Say, I have an external R script external.R
:
df.rand <- data.frame(rnorm(n = 100), rnorm(n = 100))
Then there's a main.Rmd
:
\documentclass{article}
\begin{document}
<<setup, include = FALSE>>=
library(knitr)
library(ggplot2)
# global chunk options
opts_chunk$set(cache=TRUE, autodep=TRUE, concordance=TRUE, progress=TRUE, cache.extra = tools::md5sum("external.r"))
@
<<source, include=FALSE>>=
source("external.R")
@
<<plot>>=
ggplot(data = df.rand, mapping = aes(x = x, y = y)) + geom_point()
@
\end{document}
It's helpful to have this in an external script, because in reality, it's a bunch of import, data cleaning and simulation tasks that would pollute the main.Rmd
.
Any chunks in main.Rmd
depend on changes in the external script.

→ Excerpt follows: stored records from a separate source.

PR #6608, opened 2020-08-31
Add a crash.log viewer plugin

smartscripts-nl:
Search for errors in the crash log. Has two viewing modes: only show lines with errors, or show more info (with lots of lines which are irrelevant for the error filtered away). Also has a gesture to invoke the viewer.

I've incorporated some helper methods which in my own installation I've put in external helper files.

---
This change is [Reviewable](https://reviewable.io/reviews/koreader/koreader/6608)


smartscripts-nl:
What does it mean that tests on CircleCI failed?

smartscripts-nl:
I could use some help with this plugin: for some reason my attempts to empty/reset crash.log don't work, even if I try to accomplish this with a shellscript.

smartscripts-nl:
Reader_2020-08-31_125454
Reader_2020-08-31_125553

poire-z:
Mhhh, a bit tedious to make that a plugin.
You could just add some menu items to `Developer options>` like (from my own patch, in which I have a few more tools):
```lua
{
    text = _("Truncate crash.log"),
    keep_menu_open = true,
    callback = function()
            text = _("Really truncate crash.log?"),
            ok_callback = function()
                local file = io.open("crash.log", "w")
                if file then file:close() end
                logger.info("[crash.log truncated]")
            end,
        })
    end,
},
{
    text = _("Show full crash.log"),
    keep_menu_open = true,
    callback = function()
        local TextViewer = require("ui/widget/textviewer")
        local file = io.open("crash.log", "r")
        local content = "no content"
        if file then
            content = file:read("*all")
            file:close()
        end
        local textviewer = TextViewer:new{
            title = "crash.log",
            text = content,
            text_face = Font:getFace("infont", 10),
            justified = false,
        }
        -- scroll to bottom
        textviewer.scroll_text_w:scrollToRatio(1)
        UIManager:show(textviewer)
        return
    end,
},
{
    text = _("Show crash.log tail"),
    keep_menu_open = true,
    callback = function()
        local TextViewer = require("ui/widget/textviewer")
        local file = io.open("crash.log", "r")
        local content = "no content"
        local maxsize = 20000
        if file then
            file:seek("end", -maxsize)
            content = file:read("*all")
            file:close()
            if content:len() == maxsize then
                local first_cr = content:find("\n")
                if first_cr then
                    content = content:sub(first_cr+1)
                end
                content = "[Start of crash.log not shown]\n" .. content
            else
                content = "[Start of crash.log]\n" .. content
            end
        end
        local textviewer = TextViewer:new{
            title = "crash.log",
            text = content,
            text_face = Font:getFace("infont", 10),
            justified = false,
        }
        -- scroll to bottom
        textviewer.scroll_text_w:scrollToRatio(1)
        UIManager:show(textviewer)
        return
    end,
    separator = true,
},
```

And I'm not sure filtering ERROR has any real interest: we don't output much of them, and if any, the context (lines without ERROR) is probably as important.
(And scripts in scripts/ are a bit of some overhead, you could just inline the shell command in the lua.)

If we should have more stuff like that, may be it could be in a `developpertools.plugin` which would export just a bunch of menu items.

NiLuJe:
`os.system()` > one-line shell scripts ;).

Also, I don't think every busybox implementation out there will be able to deal sanely with something mangling the log from under its feet?

smartscripts-nl:
> Mhhh, a bit tedious to make that a plugin.
> You could just add some menu items to `Developer options>` like (from my own patch, in which I have a few more tools):
> 
> ```lua
> {
>     text = _("Truncate crash.log"),
>     keep_menu_open = true,
>     callback = function()
>         local ConfirmBox = require("ui/widget/confirmbox")
>         UIManager:show(ConfirmBox:new{
>             text = _("Really truncate crash.log?"),
>             ok_callback = function()
>                 local file = io.open("crash.log", "w")
>                 if file then file:close() end
>                 local logger = require("logger")
>                 logger.info("[crash.log truncated]")
>             end,
>         })
>     end,
> },
> {
>     text = _("Show full crash.log"),
>     keep_menu_open = true,
>     callback = function()
>         local TextViewer = require("ui/widget/textviewer")
>         local file = io.open("crash.log", "r")
>         local content = "no content"
>         if file then
>             content = file:read("*all")
>             file:close()
>         end
>         local Font = require("ui/font")
>         local textviewer = TextViewer:new{
>             title = "crash.log",
>             text = content,
>             text_face = Font:getFace("infont", 10),
>             justified = false,
>         }
>         -- scroll to bottom
>         textviewer.scroll_text_w:scrollToRatio(1)
>         UIManager:show(textviewer)
>         return
>     end,
> },
> {
>     text = _("Show crash.log tail"),
>     keep_menu_open = true,
>     callback = function()
>         local TextViewer = require("ui/widget/textviewer")
>         local file = io.open("crash.log", "r")
>         local content = "no content"
>         local maxsize = 20000
>         if file then
>             file:seek("end", -maxsize)
>             content = file:read("*all")
>             file:close()
>             if content:len() == maxsize then
>                 local first_cr = content:find("\n")
>                 if first_cr then
>                     content = content:sub(first_cr+1)
>                 end
>                 content = "[Start of crash.log not shown]\n" .. content
>             else
>                 content = "[Start of crash.log]\n" .. content
>             end
>         end
>         local Font = require("ui/font")
>         local textviewer = TextViewer:new{
>             title = "crash.log",
>             text = content,
>             text_face = Font:getFace("infont", 10),
>             justified = false,
>         }
>         -- scroll to bottom
>         textviewer.scroll_text_w:scrollToRatio(1)
>         UIManager:show(textviewer)
>         return
>     end,
>     separator = true,
> },
> ```
> 
> And I'm not sure filtering ERROR has any real interest: we don't output much of them, and if any, the context (lines without ERROR) is probably as important.
> (And scripts in scripts/ are a bit of some overhead, you could just inline the shell command in the lua.)
> 
> If we should have more stuff like that, may be it could be in a `developpertools.plugin` which would export just a bunch of menu items.

But I like to be able to call the viewer with a gesture. That's why I made a plugin for it.

poire-z:
> But I like to be able to call the viewer with a gesture. That's why I made a plugin for it.

OK then, but so, let's have that plugin more generic and call it `developertools.koplugin/` `DeveloperTools`, so we can extend it and add various other stuff.

@NiLuJe : thoughts ? vs the current Developer options (could/should they be migrated in there) ?

We'd also need Dispatcher to provide a way for it to be fed with actions from plugins. @yparitcher : can you give this some thought ? With a new category `Plugins>` maybe ?

For what it's worth, I add these menu items in some core patch of mine:
```lua
text = _("Various stuff"),
    return _("Temperature: ") -- from "/sys/devices//platform/imx_epdc_fb/graphics/fb0/temperature"
    text = _("Logs, settings & system"),
        text = _("Debug mode"),
        text = _("Log scheduled action runs"),
        text = _("Truncate crash.log"),
        text = _("Show full crash.log"),
        text = _("Show crash.log tail"),
        text = _("Backup settings.reader.lua"),
        text = _("Show settings.reader.lua"),
        text = _("Show document metadata.lua"),
        text = _("Show ps output"),
    text = _("Caches"),
        T(_("Set crengine storage size factor (%1)")
        text = _("Cache small cre files too"),
        text = _("Disable crengine cache"),
        text = _("Don't compress crengine cache files"),
        text = _("Store crengine cache files in RAM"),
        text = _("Store other caches (PDF) in RAM"),
        text = _("Show caches size"),
        text = _("Show caches content"),
        text = _("Clear readers' caches"),
        return T(_("Book cre DOM version:  %1 %2  "), current, state)
            return T(_("Engine latest DOM version: %1"), ReaderUI:_getRunningInstance() and
                text = "20171225: oldest",
                text = "20180503: html BR fix",
                text = "20180524: LI block, inline as default",
                text = "20180528: epub.css, img inline, more block elems",
                text = "20200223: complete incomplete tables",
                text = "20200824: new HTML parser",
        return T(_("Book cre cache size:  %1%2"), cachesize, kept)
            return _("No cre cache file used")
            return _("Not a credocument, no cre cache")
        return _("Reload current book with cache cleaned")
```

To account for this dependency I added the above cache.extra = tools::md5sum("external.r")
.
That seems to work ok.
I'm looking for best practices.
- Is this robust (enough)?
- Is there a more elegant way to do this? (For example, it's unfortunate that any change in
external.R
will trigger a complete cache invalidation, rather than just invalidating only those objects that actually change).
There are no side effects (except for some library()
calls, but I can move them to main.Rmd
).
I'm always worried that I'm somehow doing it wrong.